(Dataset entries)
PR #4920, opened 2017-02-18
Report more error conditions in validateFramebuffer

gohai:
I don't know what any of this means, but hope the gesture will be apprechiated :)


JakubValtar:
@gohai Good idea! Since we are messing with this, can you please look at [glCheckFramebufferStatus docs](https://www.khronos.org/registry/OpenGL-Refpages/gl4/html/glCheckFramebufferStatus.xhtml) and add all the codes which are documented there? Please don't delete the ones which are not on the page, I think they might be encountered when running older GL versions. If the constants are not in `com.jogamp.opengl.GL`, they will be in `com.jogamp.opengl.GL4`.

gohai:
@JakubValtar Should be done. I picked `com.jogamp.opengl.GL3` since this was also was JOGL was using for those constants.

codeanticode:
Yes, looks good.

JakubValtar:
Nice work, please merge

_Exercise directions_. Among the entries above, which lines include "jogamp"? List them all.

_Solution to this exercise_.
@gohai Good idea! Since we are messing with this, can you please look at [glCheckFramebufferStatus docs](https://www.khronos.org/registry/OpenGL-Refpages/gl4/html/glCheckFramebufferStatus.xhtml) and add all the codes which are documented there? Please don't delete the ones which are not on the page, I think they might be encountered when running older GL versions. If the constants are not in `com.jogamp.opengl.GL`, they will be in `com.jogamp.opengl.GL4`.
@JakubValtar Should be done. I picked `com.jogamp.opengl.GL3` since this was also was JOGL was using for those constants.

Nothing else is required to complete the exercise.